# What to produce
In the listing below, pick out lines with "attribute".

# Information
● ● ● ● ●

PR #2046, opened 2025-02-16
Use new ast features

bquorning:
Now that we depend on a more recent rubocop-ast version, we can use the features that @dvandersluis mentioned in #2025:

- Use `any_block` in node patterns.
- Use `Node#type?` with multiple arguments.

- [ ] Added tests.
- [ ] Updated documentation.

### DIFF
--- a/lib/rubocop/cop/rspec/receive_messages.rb
+++ b/lib/rubocop/cop/rspec/receive_messages.rb
@@ -148,8 +148,7 @@ module RuboCop
         end
 
         def heredoc_or_splat?(node)
-          ((node.str_type? || node.dstr_type?) && node.heredoc?) ||
-            node.splat_type?
+          (node.type?(:str, :dstr) && node.heredoc?) || node.splat_type?
         end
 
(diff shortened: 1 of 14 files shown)


lib/rubocop/cop/rspec/receive_messages.rb
```diff
@@ -148,7 +148,7 @@ def item_range_by_whole_lines(item)
         end
 
         def heredoc_or_splat?(node)
-          ((node.str_type? || node.dstr_type?) && node.heredoc?) ||
+          ((node.type?(:str, :dstr)) && node.heredoc?) ||
```
pirj, line 151: Extra parens?
```suggestion
          (node.type?(:str, :dstr) && node.heredoc?) ||
```

pirj (approved):
Thanks!

lib/rubocop/cop/rspec/receive_messages.rb
bquorning: Fixed

PR #2049, opened 2025-02-19
Remove `Reference` from config

Earlopain:
On https://docs.rubocop.org/rubocop-rspec/3.5/cops_rspec.html, every cop has a reference section, linking to the same text on rubydoc. It also doesn't render very well, ` for example is just taken as is.

The reference section is intended for style guide urls and other extra reading for specific cops. I don't think linking to rubydoc provides much value, it just dilutes the actual references, so maybe we can just remove them?

- [ ] Added tests.
- [x] Updated documentation.

### DIFF
--- a/config/default.yml
+++ b/config/default.yml
@@ -116,33 +116,28 @@ RSpec/AlignLeftLetBrace:
   Description: Checks that left braces for adjacent single line lets are aligned.
   Enabled: false
   VersionAdded: '1.16'
-  Reference: https://www.rubydoc.info/gems/rubocop-rspec/RuboCop/Cop/RSpec/AlignLeftLetBrace
 
 RSpec/AlignRightLetBrace:
   Description: Checks that right braces for adjacent single line lets are aligned.
   Enabled: false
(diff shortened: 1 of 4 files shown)


bquorning:
The links were added in #430, arguing that 

> This is great for IDE/text editor integration and means that users don't have to copy/paste RSpec/CopName into Google to find documentation. Because you guys already use RubyDoc, we basically get this for free.

Perhaps we can keep the links, but just not render them in the HTML docs?

Earlopain:
The proper place for that nowadays is `Cop.documentation_url`. `ruby-lsp` for example uses it to link to first-party docs on offenses: 
image

You get this for free by defining `DocumentationBaseURL` here: https://github.com/rubocop/rubocop-rspec/blob/e8ac379f27bc09d561c4bd9c13769cd2e7470baa/config/default.yml#L5

I didn't find an option to output this link on cli for offenses but there probably is one and I missed it? There is `--show-docs-url` but that just shows the links without actually running it.

PR #2050, opened 2025-02-20
Only run publish workflow on upstream repo

Earlopain:
When syncing forks, they also try to publish (which doesn't make a lot of sense and doesn't work)

https://github.com/Earlopain/rubocop-rspec/actions/runs/13419581185/job/37488734637


bquorning (approved):
Thank you.

PR #2052, opened 2025-02-25
Always use `expect_correction` or `expect_no_corrections` when autocorrect is supported

Earlopain:
In https://github.com/rubocop/rubocop/pull/13183 I want to add a cop that enforces this automatically. This fixes offenses here in anticipation of that.

### DIFF
--- a/spec/rubocop/cop/rspec/example_wording_spec.rb
+++ b/spec/rubocop/cop/rspec/example_wording_spec.rb
@@ -329,6 +329,8 @@ RSpec.describe RuboCop::Cop::RSpec::ExampleWording do
       DESC
       end
     RUBY
+
+    expect_no_corrections
   end
 
   it 'flags an unclear description' do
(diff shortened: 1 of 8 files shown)


pirj (approved):
I expected much more offences after reading the pr’s description 😅

Nice cop, thank you.

spec/rubocop/cop/rspec/example_wording_spec.rb
```diff
@@ -329,6 +329,8 @@
       DESC
       end
     RUBY
+
+    expect_no_corrections
```
bquorning, line 333: Is this what we want, though? Does it discourage people from implementing autocorrect, or will it work fine as a “placeholder” until autocorrect is implemented.

Earlopain: This method only useful for cops that implement autocorrect but not for all cases. If someone doesn't implement autocorrect to begin with, there will also be no offense. There's no cop to check for `extend AutoCorrector` (;

In this specific case, I think autocorrect could theoretically be implemented but hasn't because heredocs are hard and nobody actually writes tests with heredoc text descriptions.

bquorning (approved):

PR #2054, opened 2025-03-03
Fix a false positive for `RSpec/DescribedClass` when `SkipBlocks` is true and numblocks are used

Earlopain:
I will probably make a few more of these. I don't particularly care about numblocks, this just future-proofs it for `itblock`.

- [x] Added tests.
- [ ] Updated documentation.

### DIFF
--- a/spec/rubocop/cop/rspec/described_class_spec.rb
+++ b/spec/rubocop/cop/rspec/described_class_spec.rb
@@ -10,7 +10,7 @@ RSpec.describe RuboCop::Cop::RSpec::DescribedClass do
       expect_offense(<<~RUBY)
         describe MyClass do
           controller(ApplicationController) do
-            bar = MyClass
+            self.bar = MyClass
           end
 
           before do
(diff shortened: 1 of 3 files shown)


spec/rubocop/cop/rspec/described_class_spec.rb
```diff
@@ -24,6 +24,26 @@
         end
       RUBY
     end
+
+    it 'ignores offenses within non-rspec numblocks' do
+      expect_offense(<<~RUBY)
+        describe MyClass do
+          controller(ApplicationController) do
+            _1
```
pirj, line 32: What is the real-world use case for this?

spec/rubocop/cop/rspec/described_class_spec.rb
```diff
@@ -24,6 +24,26 @@
...
+            bar = MyClass
```
pirj, line 33: Is this a setter? Doesn’t it need to be prefixed with `self.`?

Earlopain: I just moved this over from the test preceeding it. I added the prefix to both to make more sense

spec/rubocop/cop/rspec/described_class_spec.rb
Earlopain: This is just here to make the `block` node into a `numblock` node. Since this is a user-defined method it can yield as much or as little as it wants and the user can use a few ways to express that. It just aligns it to work for all types of blocks there are (currently `foo {}`, `foo { |bar| }` and `foo { _1 }`, but also `foo { it }` in the future from Ruby 3.4).

I made the spec a bit more aligned to how could look like in actual code.

pirj (approved):
Thank you!

bquorning (approved):

pirj:
Sorry to bother you with this, I’m away from my computer. Can you please resolve the conflict?

Earlopain:
Sure, no problem

PR #2061, opened 2025-03-14
Add explanation for ExpectChange unsafe autocorrection

lovro-bikic:
https://github.com/rubocop/rubocop-rspec/pull/1178 marked `RSpec/ExpectChange`'s autocorrection as unsafe, but it didn't update the docs. This PR adds an explanation for the cop's unsafe autocorrection. 

- [ ] Added tests.
- [x] Updated documentation.

### DIFF
--- a/lib/rubocop/cop/rspec/expect_change.rb
+++ b/lib/rubocop/cop/rspec/expect_change.rb
@@ -5,10 +5,29 @@ module RuboCop
     module RSpec
       # Checks for consistent style of change matcher.
       #
-      # Enforces either passing object and attribute as arguments to the matcher
-      # or passing a block that reads the attribute value.
+      # Enforces either passing a receiver and message as method arguments,
+      # or a block.
       #
       # This cop can be configured using the `EnforcedStyle` option.
+      #
+      # @safety
+      #   Autocorrection is unsafe because `method_call` style calls the
+      #   receiver *once* and sends the message to it before and after
+      #   calling the `expect` block, whereas `block` style calls the
+      #   expression *twice*, including the receiver.
+      #
+      #   If your receiver is dynamic (e.g., the result of a method call) and
+      #   you expect it to be called before and after the `expect` block,
+      #   changing from `block` to `method_call` style may break your test.
+      #
+      #   [source,ruby]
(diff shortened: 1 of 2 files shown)


lib/rubocop/cop/rspec/expect_change.rb
```diff
@@ -10,6 +10,15 @@ module RSpec
       #
       # This cop can be configured using the `EnforcedStyle` option.
       #
+      # @safety
+      #   Autocorrection is unsafe because `block` style evaluates the object
+      #   twice (before and after evaluating `expect` block), whereas
+      #   `method_call` style evaluates the object only once.
```
pirj, line 16: What do you mean by “object” here? Statement or a series of statements inside the block?

pirj: After looking at the original PR, it’s clear to me. Nice catch, and thanks for marking the cop, it’s totally justified.

Can you please provide a bit more context in safety docs to make it obvious for the reader?

bquorning: If I understand https://github.com/rubocop/rubocop-rspec/issues/1174 correctly, the issue is that the `method_call` style calls `message` twice on the same `receiver`, so to speak. But with the `block` style, the entire block is evaluated twice – including instantiating two different `receiver` objects.

In #1174, the `#time` method _is_ being called twice in each example, which confused me at first.

lovro-bikic: > What do you mean by “object” here? Statement or a series of statements inside the block?

I followed the terminology used in the previous section ("Enforces either passing object and attribute as...") which I think was in turn borrowed from the example in [RSpec docs](https://rspec.info/features/3-13/rspec-expectations/built-in-matchers/change/):
```ruby
expect { do_something }.to change(object, :attribute)
```

Instead of object/attribute, more precise terminology would be receiver/message, but I'm not sure if that is more approachable?

bquorning (approved):
Thank you ❤️ The explanation is so much clearer now.

ydah (approved):
Thank you❤️

PR #2062, opened 2025-03-25
Update `RSpec/SharedExamples` to allow specifying a preferred method to use for defining and including shared examples and context

dvandersluis:
Allows `RSpec/SharedExamples` to be configured with preferred methods for defining and including shared examples and context, so that consistency can be enforced.

Follows rubocop/rubocop#14033.

- [x] Added tests.
- [x] Updated documentation.

### DIFF
--- a/lib/rubocop/cop/rspec/shared_examples.rb
+++ b/lib/rubocop/cop/rspec/shared_examples.rb
@@ -3,11 +3,27 @@
 module RuboCop
   module Cop
     module RSpec
-      # Checks for consistent style for shared example names.
+      # Checks for consistent style for shared examples.
       #
-      # Enforces either `string` or `symbol` for shared example names.
+      # Enforces either `string` or `symbol` for shared example names. This
+      # can be configured using the `EnforcedStyle` option.
       #
-      # This cop can be configured using the `EnforcedStyle` option
+      # Can also be used to enforce the preferred method name to use for
+      # defining and including shared examples and contexts. Each can get a
+      # different value.
+      #
+      # [source,yaml]
+      # ----
+      # RSpec/SharedExamples:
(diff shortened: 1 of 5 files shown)


lib/rubocop/cop/rspec/shared_examples.rb
```diff
@@ -72,6 +92,37 @@ def offense?(ast_node)
...
+            cop_config['PreferredExamplesMethod']
+          elsif SharedGroups.context(method_name)
+            cop_config['PreferredContextMethod']
+          elsif Includes.examples(method_name)
+            cop_config['PreferredIncludeExamplesMethod']
+          elsif Includes.context(method_name)
+            # :nocov: - simplecov is not detecting the coverage of this branch!
+            cop_config['PreferredIncludeContextMethod']
+            # :nocov:
+          end
```
dvandersluis, line 123: I'm unclear as to why, but simplecov doesn't think this branch is covered, even though it is (line 270 of the spec).

dvandersluis:
Failing edge rubocop check is fixed in #2063.

pirj:
Nice!

Glancing over, it feels this would better be a separate cop. Do you have a specific reason to modify the existing one?

Once concern that comes to mind is that new cops are pending by default. We're releasing major versions more often, and in less than a year this cop will be enabled for everyone.

dvandersluis:
@pirj ha! I went back and forth on if it should enhance the existing cop or create a new one. I settled on updating because `RSpec/SharedExamples` seems like the right name for this and I wasn't sure what to name a new cop as. Do you have a suggestion?

dvandersluis:
How about for these changes `RSpec/PreferredSharedExampleMethods`?

dvandersluis:
I'll open a new PR with the new cop.

PR #548, opened 2026-01-19
Move and rename the include directory to sharedlib

rs028:
This is the final step in reorganizing the `model/` directory. The new structure is:

- `configuration` : the  configuration directory, set by build script flag `--configuration=`. Includes the `*.config` and `*.parameters` files, plus `customRateFuncs.f90`. These files are editable by the user.
- `constraints` : the constraints directory (not changed)
- `output` : the output directory (not changed)
- `sharedlib` : the shared library directory, set by build script flag `--shared_lib=` . Includes the auto-generated `mechanism.*` files and the pre-compiled mechanism shared library (`mechanism.so`). These files should not be editable by the user.
- `mechanism.fac` : the chemical mechanism file, set by build script flag `--mechanism=`, During build, this is converted in the `mechanism.*` files and compiled together with `customRateFuncs.f90` into the mechanism shared library.

Other changes:
- the build script flag `--mcm=` is repurposed to indicate the version of the MCM files
- the executable does not have a `--mcm=` flag anymore
- the executable flag `--shared_lib` does not point to the `mechanism.so` file, but to the directory where the file is located (i.e. `model/sharedlib`

@AlfredMayhew @bsn502, any comments?


AlfredMayhew (approved):
I think you're right about the tab completion being to do with my set-up. I'm running with Windows Subsystem for Linux, so it get's a bit weird sometimes.
I've given this a quick go and it seems to work as expected. Thanks!

PR #954, opened 2020-12-08
Adds a command that deploys an OVM pair of instances on local chains

ajsantander:
Assuming that docker is used to start a local L1 chain and a local L2 chain using https://github.com/ethereum-optimism/optimism-integration, this PR adds a `deploy-ovm-pair` command that deploys and connects a pair of instances to be used for local production tests.

The PR also introduces OVM safety checking in the deployment process, to ensure that no dangerous `5b` or `JUMPDEST` opcodes exist in appended deployment constructor parameters.

Another interesting addition of the PR, is the ability for the deployment script to split addresses being imported in the AddressResolver into chunks. This was needed for OVM to avoid that call to exceed the block limit.

To try the script out:
1. `git clone git@github.com:ethereum-optimism/optimism-integration.git`
2. `cd optimism-integration`
3. `docker-compose pull`
4. `./up.sh`
5. Wait 30 seconds or so for the chains to kick off
6. `cd ~/synthetix` (or wherever)
7. `node publish deploy-ovm-pair`

### DIFF
--- a/publish/src/Deployer.js
+++ b/publish/src/Deployer.js
@@ -52,7 +52,7 @@ class Deployer {
 
 		if (useFork) {
 			this.web3.eth.defaultAccount = getUsers({ network, user: 'owner' }).address; // protocolDAO
-		} else if (network === 'local') {
+		} else if (!privateKey && network === 'local') {
 			// Deterministic account #0 when using `npx buidler node`
 			this.web3.eth.defaultAccount = '0xc783df8a850f42e7F7e57013759C285caa701eB6';
 		} else {
@@ -147,6 +147,32 @@ class Deployer {
 
 		let deployedContract;
 
+		const areBytesSafeForOVM = bytes => {
+			const idx = bytes.toLowerCase().indexOf('5b');
+
+			const containsJumpdestOpcode = idx >= 0;
+			const isOpcodeAtAnEvenLoc = idx % 2 === 0;
+
+			return !(containsJumpdestOpcode && isOpcodeAtAnEvenLoc);
+		};
+
+		const getEncodedDeploymentParameters = ({ abi, params }) => {
+			let encodedParams = '0x';
+
+			const constructorABI = abi.find(item => item.type === 'constructor');
+			if (!constructorABI) {
+				return encodedParams;
+			}
+
+			const inputs = constructorABI.inputs;
+			if (!inputs || inputs.length === 0) {
+				return encodedParams;
+			}
+
+			const types = inputs.map(input => input.type);
+			return this.web3.eth.abi.encodeParameters(types, params);
+		};
+
 		if (deploy) {
 			console.log(gray(` - Attempting to deploy ${name}`));
 			let gasUsed;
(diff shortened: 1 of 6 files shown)


publish/src/Deployer.js
```diff
@@ -165,11 +199,26 @@ class Deployer {
...
+				});
+
+				// Check if the deployment parameters are safe in OVM
+				// (No need to check the metadata hash since its stripped with the OVM compiler)
+				if (this.useOvm) {
+					const encodedParameters = getEncodedDeploymentParameters({
+						abi: compiled.abi,
+						params: args,
+					});
+					if (!areBytesSafeForOVM(encodedParameters)) {
```
justinjmoses, line 214: This could be thrown before the contract is even created no?

publish/src/Deployer.js
```diff
@@ -178,6 +227,29 @@ class Deployer {
...
+				}
+			}
+
+			// If the resulting contract address is unsafe for OVM,
+			// it is possible that the address may be used as a constructor parameter of
+			// another contract. If it is unsafe, warn but don't fail.
+			if (this.useOvm && !areBytesSafeForOVM(deployedContract.options.address)) {
+				console.log(
+					yellow(
+						`⚠ WARNING: Deployed contract address ${deployedContract.options.address} contains unsafe opcodes for OVM. If it is used as a constructor argument in the deployment of another contract, it will make that deployment fail.`
```
justinjmoses, line 248: Should we add a retry function here? Or perhaps just throw and force a re-run of the deployment script?

publish/src/commands/connect-bridge.js
```diff
@@ -189,8 +191,9 @@ const setupInstance = async ({
 
 	let account;
 	if (privateKey) {
+		const idx = web3.eth.accounts.wallet.length;
 		web3.eth.accounts.wallet.add(privateKey);
-		web3.eth.defaultAccount = web3.eth.accounts.wallet[0].address;
+		web3.eth.defaultAccount = web3.eth.accounts.wallet[idx].address;
```
justinjmoses, line 196: Is this intentional? The defaultAccount index is the length of the number of wallet?

publish/src/Deployer.js
ajsantander: Ah yeah, I split the deployment call and put this in between because I initially intended to retrieve the encoding from the bytecode itself.

Will change.

publish/src/Deployer.js
ajsantander: We thought about this... the thing is, we might retry for a contract whose address is not used as a deployment parameter.

What could work is try to predict the address of the contract-to-be using the EOA and its nonce. If the test fails, have the EOA make a "blank" transaction to increase its nonce and try again.

However, this might prove to be overkill since its not only addresses in constructor parameters that can trigger the second order effect failure, for example the number `91`, which is `0x5b`.

ajsantander (commented):
Rename to `deploy-ovm-test-pair`

publish/src/Deployer.js
ajsantander: Fixed!

publish/src/Deployer.js
ajsantander: Implemented!

The deployer will now use dummy txs to increment nonces and produce safe contract addresses when deploying to OVM.

justinjmoses (approved):

PR #955, opened 2020-12-09
Safety check for ensuring gas deployment limit

i-stam:
- This adds a new parameter, namely `ensureOvmDeploymentGasLimit`,  to the `deploy` and `deployer` scripts to ensure that each contract deployment does not exceed the 9mil gas cap when deploying to the OVM.


publish/src/commands/deploy.js
```diff
@@ -1822,6 +1824,10 @@ module.exports = {
 				'-d, --deployment-path <value>',
 				`Path to a folder that has your input configuration file ${CONFIG_FILENAME}, the synth list ${SYNTHS_FILENAME} and where your ${DEPLOYMENT_FILENAME} files will go`
 			)
+			.option(
+				'-e, --ensure-ovm-deployment-gas-limit <value>',
```
ajsantander, line 1828: I'd rename this to something sligthly more convenient, like `--max-ovm-deployment-gas` and give it a default value of `9000000`, which is something you can do with commander. See the other params.

publish/src/Deployer.js
```diff
@@ -172,7 +174,11 @@ class Deployer {
 					})
 					.send(await this.sendParameters('contract-deployment'))
 					.on('receipt', receipt => (gasUsed = receipt.gasUsed));
-
+				if (this.useOvm && this.ensureOvmDeploymentGasLimit) {
+					if (gasUsed > 9000000) {
```
ajsantander, line 178: The variable incoming from deploy.js is not a boolean. I believe its a number, so you should use `gas > this.ensureOvmDeploymentGasLImit`.

ajsantander (changes requested):
This is the right way to do it @i-stam , just some minor necessary tweaks.

Also, this makes me think... should we make this restriction applicable to any tx, that is not just deployment transactions? I can imagine how an `AddressResolver.rebuildCaches()` call could easily exceed the limit.

publish/src/commands/deploy.js
justinjmoses: should we not make the param just a flag and hardcode in the `9m` amount?

ajsantander:
Also @i-stam we already have a `contractDeploymentGasLimit` parameter on the deploy script. Couldn't this somehow be used for what we need, without having to add a new parameter?

ajsantander:
We should be able to control this using the deploy command's `contractDeploymentGasLimit` parameter. There's no need to add a new parameter.

PR #975, opened 2020-12-14
Fix resolverAddressesRequired() bug and Update deploy script

i-stam:


contracts/Synthetix.sol
```diff
@@ -26,7 +26,7 @@ contract Synthetix is BaseSynthetix {
 
     function resolverAddressesRequired() public view returns (bytes32[] memory addresses) {
         bytes32[] memory existingAddresses = BaseSynthetix.resolverAddressesRequired();
-        bytes32[] memory newAddresses = new bytes32[](1);
+        bytes32[] memory newAddresses = new bytes32[](2);
```
jacko125, line 29: @i-stam  Good catch !

jacko125 (approved):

● ● ● ● ●

# Output of the exercise
-      # Enforces either passing object and attribute as arguments to the matcher
-      # or passing a block that reads the attribute value.
I followed the terminology used in the previous section ("Enforces either passing object and attribute as...") which I think was in turn borrowed from the example in [RSpec docs](https://rspec.info/features/3-13/rspec-expectations/built-in-matchers/change/):
expect { do_something }.to change(object, :attribute)
Instead of object/attribute, more precise terminology would be receiver/message, but I'm not sure if that is more approachable?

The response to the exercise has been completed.